Me gusta hacer de profa. Je je je!! XD


----------



## irene.acler

Muchas gracias por las correcciones!

Bueno, creo que sí, que puedes decirlo también sin el insulto. Probablemente "quello/questo lo sarà lei" está bien...pero a ver qué dicen los otros también!


----------



## Sylphadora

irene.acler said:


> Muchas gracias por las correcciones!



Prego!!  Mi piace fare la professoressa!! XD



irene.acler said:


> Bueno, creo que sí, que puedes decirlo también sin el insulto. Probablemente "quello/questo lo sarà lei" está bien...pero a ver qué dicen los otros también!



Grazie per la tua risposta!! ^^


----------



## azulines

quizaz se pueda decir "lo sara' lei ! "   pero no se usa  
a veces hay alguien que contesta:
rispedisco le accuse (l'offesa) al mittente


----------



## Sylphadora

azulines said:


> quizás se pueda decir "lo sara' lei ! "   pero no se usa
> a veces hay alguien que contesta:
> rispedisco le accuse (l'offesa) al mittente



Grazie per la tua risposta!!


----------



## irene.acler

Pero, "rispedisco le accuse al mittente" es más formal, en mi opinión, o se dice en tono irónico.

Cuando tratamos de tú, por ejemplo, se puede tranquilamente decir: 
A: sei proprio uno stupido!
B: questo lo sarai te! / stupido lo sarai te!


----------



## azulines

d'accordo su tutto tranne che sull'uso di "questo"

o dici 
lo sarai te 
oppure
stupido sarai tu


----------



## Sylphadora

Perché si dice "lo sarai *te*" e non "lo sarai *tu*"?? :? Non l'ho studiato a classe.


----------



## azulines

nella lingua parlata  si usano entrambi 
puoi usare te ma anche tu


----------



## irene.acler

Mm, por aquí decimos también "questo lo sarai te", pero en fin, será un regionalismo entonces!

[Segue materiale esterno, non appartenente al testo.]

Issue #2148, opened 2021-11-10
ISBAT ...


Budsy:
### Describe the bug:

Forms emails sent by Wordpress are often detected as spam, filtered into spam or garbage folders in email clients.

### To reproduce:

Fill out a Form (such as an Events form) with Email address with a domain different than the site domain. and submit. Check email receipt in email client. Very often it will be flagged as spam. Tested with Sinatra theme.

### Expected behavior:

Expect email messages to use Wordpress general settings admin email as the email message From: field, not the contents of the Email text box supplied by the site visitor. Rather would have that email address be used in the ReplyTo: field instead.
### Isolating the problem:

I think the spam detection behaviors observed in clients is because the email message uses the input from the form Email text box (the user's email address, not the default admin address) to populate the **From:** address, while it would be best for the forms to send emails with the user email in the **ReplyTo** field, and use the WordPress general admin email address for the **From:** address field. This would be better, since some hosts (SmarterASP.NET) won't serve emails sent with From: set to an address not present in their own email servers. Also, this rearrangement might/should help to avoid spam detection.

- [ ] This bug happens with no other plugins activated
- [ ] This bug happens with a default WordPress theme active
- [ ] This bug happens **without** the Gutenberg plugin active
- [ ] I can reproduce this bug consistently using the steps above

### WordPress version:

Wordpress version 5.8.1

### Gutenberg version:

Not known. (Sinatra theme v 1.2.1 used)

PR #2191, opened 2021-12-07
Remove the From header in the form block

### LINKED ISSUE #1969: ISBAT not have the FROM field of the form block automatically changed to the submitter email to prevent deliverability issues
### Is your feature request related to a problem? Please describe.

I should be able to change the behaviour of rewriting the "FROM" header or the form should not set the from header to the submitted user's email address.

The issue with forcing the from header to be the submitter email is that it can caus deliverability issues. If a user from xyz@gmail.com tries to submit a form and the form sends this to abc@gmail.com this would likely get flagged by GMail among many other mail providers as spam since it recognises that the form was not sent by a GMail server even though the from address indicates it is.

The only solution to this is to make changes to the mail sending on the server manually, with custom code or with another plugin.

### Describe the solution you'd like

The above setup may be desirable in some situations but ideally shouldn't be the default behaviour. To improve deliverability out-of-the-box it would make sense to keep the from email as the default provided in the `wp_mail()` function since this is likely to be managed by the site, server or a plugin already.

### Describe alternatives you've considered

An alternative might be to set the reply-to field only so that the email still comes from the default site email address but then replies will be sent to the submitter email address.

Another option is to make the from field configurable somehow.

The only other option is to override this behaviour with a plugin that sets the from field _after_ CoBlocks changes this field.

### Additional context/screenshots

Markup on 2021-07-28 at 08:27:52

Markup on 2021-07-28 at 08:27:08

EvanHerman:
Resolves #1969 and #2148

### Description
Remove the "From" header when the form block sends an email address. This is to help mitigate the issue of email providers marking the emails as spam. In this solution we are leaving all default `wp_mail()` headers, except we are setting a custom `Reply-To` header.

#### Email + Name
image

#### Email + No Name
image

#### No Email + Name
image

### Types of changes

### How has this been tested?
Manually tested.

### Checklist:
- [x] My code is tested

### DIFF
--- a/includes/class-coblocks-form.php
+++ b/includes/class-coblocks-form.php
@@ -961,7 +961,8 @@ class CoBlocks_Form {
 		 */
 		$email_content = (string) apply_filters( 'coblocks_form_email_content', $this->email_content, $_POST, $post_id );
 
-		$reply_to = isset( $_POST[ $email_field_id ]['value'] ) ? esc_html( $_POST[ $email_field_id ]['value'] ) : esc_html( get_bloginfo( 'admin_email' ) );
+		$sender_name  = isset( $_POST[ $name_field_id ]['value'] ) ? esc_html( $_POST[ $name_field_id ]['value'] ) : '';
+		$sender_email = isset( $_POST[ $email_field_id ]['value'] ) ? esc_html( $_POST[ $email_field_id ]['value'] ) : '';
 
 		/**
 		 * Filter the form email headers.
@@ -973,7 +974,7 @@ class CoBlocks_Form {
 		$email_headers = (array) apply_filters(
 			'coblocks_form_email_headers',
 			array(
-				"Reply-To: {$reply_to}",
+				"Reply-To: {$sender_name} <{$sender_email}>",
 			),
 			$_POST,
 			$post_id
--- a/includes/class-coblocks-form.php
+++ b/includes/class-coblocks-form.php
@@ -964,7 +964,7 @@ class CoBlocks_Form {
 		$sender_email = isset( $_POST[ $email_field_id ]['value'] ) ? esc_html( $_POST[ $email_field_id ]['value'] ) : '';
 		$sender_name  = isset( $_POST[ $name_field_id ]['value'] ) ? esc_html( $_POST[ $name_field_id ]['value'] ) : '';
 
-		$headers = [];
+		$headers = array();
 
 		if ( ! empty( $sender_email ) ) {
 
--- a/includes/class-coblocks-form.php
+++ b/includes/class-coblocks-form.php
@@ -961,8 +961,7 @@ class CoBlocks_Form {
 		 */
 		$email_content = (string) apply_filters( 'coblocks_form_email_content', $this->email_content, $_POST, $post_id );
 
-		$reply_to  = isset( $_POST[ $email_field_id ]['value'] ) ? esc_html( $_POST[ $email_field_id ]['value'] ) : esc_html( get_bloginfo( 'admin_email' ) );
-		$from_name = ( isset( $_POST[ $name_field_id ]['value'] ) && ! empty( $_POST[ $name_field_id ]['value'] ) ) ? esc_html( $_POST[ $name_field_id ]['value'] ) . " <{$reply_to}>" : /* translators: 1. Reply to email address; eg: email@example.com */ sprintf( __( 'Form Submission <%s>', 'coblocks' ), $reply_to );
+		$reply_to = isset( $_POST[ $email_field_id ]['value'] ) ? esc_html( $_POST[ $email_field_id ]['value'] ) : esc_html( get_bloginfo( 'admin_email' ) );
 
 		/**
 		 * Filter the form email headers.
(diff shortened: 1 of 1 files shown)


olafleur-godaddy:
Does this solve #1969 and #2148 ?

EvanHerman:
@olafleur-godaddy Yes, this one closes those two issues. I didn't know we had specific issues addressing that. I've added them to the top of the PR description.

olafleur-godaddy:
Yeah, they were in the description in JIRA, that's why I was asking ;)

includes/class-coblocks-form.php
```diff
@@ -974,7 +973,6 @@ public function process_form_submission( $atts ) {
 		$email_headers = (array) apply_filters(
 			'coblocks_form_email_headers',
 			array(
-				"From: {$from_name}",
 				"Reply-To: {$reply_to}",
```
fjarrett-godaddy, line 976: @EvanHerman I think we shouldn't scrap the senders name along with the `From` header. It seems like we should do `"Reply-To: {$sender_name} <{$sender_email}>"`

includes/class-coblocks-form.php
```diff
@@ -961,8 +961,7 @@ public function process_form_submission( $atts ) {
 		 */
 		$email_content = (string) apply_filters( 'coblocks_form_email_content', $this->email_content, $_POST, $post_id );
 
-		$reply_to  = isset( $_POST[ $email_field_id ]['value'] ) ? esc_html( $_POST[ $email_field_id ]['value'] ) : esc_html( get_bloginfo( 'admin_email' ) );
-		$from_name = ( isset( $_POST[ $name_field_id ]['value'] ) && ! empty( $_POST[ $name_field_id ]['value'] ) ) ? esc_html( $_POST[ $name_field_id ]['value'] ) . " <{$reply_to}>" : /* translators: 1. Reply to email address; eg: email@example.com */ sprintf( __( 'Form Submission <%s>', 'coblocks' ), $reply_to );
+		$reply_to = isset( $_POST[ $email_field_id ]['value'] ) ? esc_html( $_POST[ $email_field_id ]['value'] ) : esc_html( get_bloginfo( 'admin_email' ) );
```
fjarrett-godaddy, line 964: @EvanHerman I'm curious why we are using `admin_email` as the fallback for the sender's email. I can't think of a reason why a site owner would want to reply back to their own email.

fjarrett-godaddy (changes requested):

includes/class-coblocks-form.php
```diff
@@ -973,7 +974,7 @@ public function process_form_submission( $atts ) {
 		$email_headers = (array) apply_filters(
 			'coblocks_form_email_headers',
 			array(
-				"Reply-To: {$reply_to}",
+				"Reply-To: {$sender_name} <{$sender_email}>",
```
fjarrett-godaddy, line 977: @EvanHerman What happens if one or more of these vars is empty? Just curious what the outcome is.

fjarrett-godaddy: @EvanHerman For instance, a name without an email is useless for a reply to field.

EvanHerman: @fjarrett-godaddy Good question. I thought there was a catch in there that if the email field isn't present the form wouldn't submit. There isn't one, so it looks like in that instance the `sender_email` would be empty, and if the name wasn't present that would also be empty and the `Reply-To` field would just be empty.

Maybe we can sidebar this in standup to come up with a reasonable solution. Maybe if those aren't set then we just don't pass a `Reply-To` header and let `wp_mail()` handle it.

fjarrett-godaddy:
@EvanHerman I think as long as there is a `$sender_email` then we should include the `Reply-To` header, otherwise we send the message with default headers.

includes/class-coblocks-form.php
fjarrett-godaddy: @EvanHerman Yeah I think as long as there is a `$sender_email` then we should include the Reply-To header, otherwise we send the message with default headers. The `$sender_name` is a bonus, if we have it we should include it.

includes/class-coblocks-form.php
```diff
@@ -961,8 +961,16 @@ public function process_form_submission( $atts ) {
 		 */
 		$email_content = (string) apply_filters( 'coblocks_form_email_content', $this->email_content, $_POST, $post_id );
 
-		$sender_name  = isset( $_POST[ $name_field_id ]['value'] ) ? esc_html( $_POST[ $name_field_id ]['value'] ) : '';
 		$sender_email = isset( $_POST[ $email_field_id ]['value'] ) ? esc_html( $_POST[ $email_field_id ]['value'] ) : '';
+		$sender_name  = isset( $_POST[ $name_field_id ]['value'] ) ? esc_html( $_POST[ $name_field_id ]['value'] ) : '';
+
+		$headers = [];
```
fjarrett-godaddy, line 967: @EvanHerman Is WP cool with shorthand array syntax now? (I am)

fjarrett-godaddy:
@EvanHerman This looks good. Assuming you've tested and verified the emails look good and replies work properly in both scenarios (name + email and email only) then I say this is g2g!

fjarrett-godaddy (approved):

includes/class-coblocks-form.php
EvanHerman: @fjarrett-godaddy You are right - I forgot it's against WP coding standards. Good call.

Sylphadora, se usa "te" porque en este caso es un complemento objeto, y el pronombre objeto es "te". Por otro lado "tu" es el pronombre sujeto.


----------



## irene.acler

azulines said:


> nella lingua parlata si usano entrambi
> puoi usare te ma anche tu


 
Sí, pero en lo escrito yo pondría sólo "te".


----------



## azulines

de donde eres irene?


----------



## Silvia10975

Hola, yo soy toscana donde se usa mucho TE. Entonces hablando yo diría "Stupido sarai te!" pero si lo escribo (bueno, no sé adonde ) pongo "Stupido sarai tu!". Como digo siempre, no me acuerdo de las reglas gramaticales, pero las uso.
Ciao!
Silvia.

P.S. *Azulines*, ricordati di usare sempre le maiuscole e la punteggiatura, prima che la nostra moderatrice ti corregga ogni singolo post con un imperativo_ Regla 22!_


----------



## kolya97

A Roma diciamo "stupido ci sarai te".


----------



## azulines

s10975 said:


> P.S. *Azulines*, ricordati di usare sempre le maiuscole e la punteggiatura, prima che la nostra moderatrice ti corregga ogni singolo post con un imperativo_ Regla 22!_


Ti ringrazio! es que soy nuevo de aqui y no sabia de las reglas.


----------



## Silvia10975

Eheh, *Kolya*, io quasi quasi lo cambierei con: "_stupido CE SARAI!_"  Porterò i tuoi saluti alla capitale...
E, *Azulines*, non preoccuparti, capita spesso all'inizio (anche dopo il punto esclamativo metti la maiuscola però ).
Ciao a tutti!
Silvia.


----------



## azulines

Bene! Vorra' dire che ne approfitterò anche per correggere gli svarioni che faccio anche in italiano. Non si finisce mai di imparare.  Hasta luego a todos
desde Roma !!!!!!!
Carmelo.


----------



## Sylphadora

azulines said:


> de dónde eres irene?



Ricorda che il "dónde" della domanda è accentuato!!


----------



## Sylphadora

azulines said:


> Ti ringrazio! es que soy nuevo de aquí y no sabía de las reglas.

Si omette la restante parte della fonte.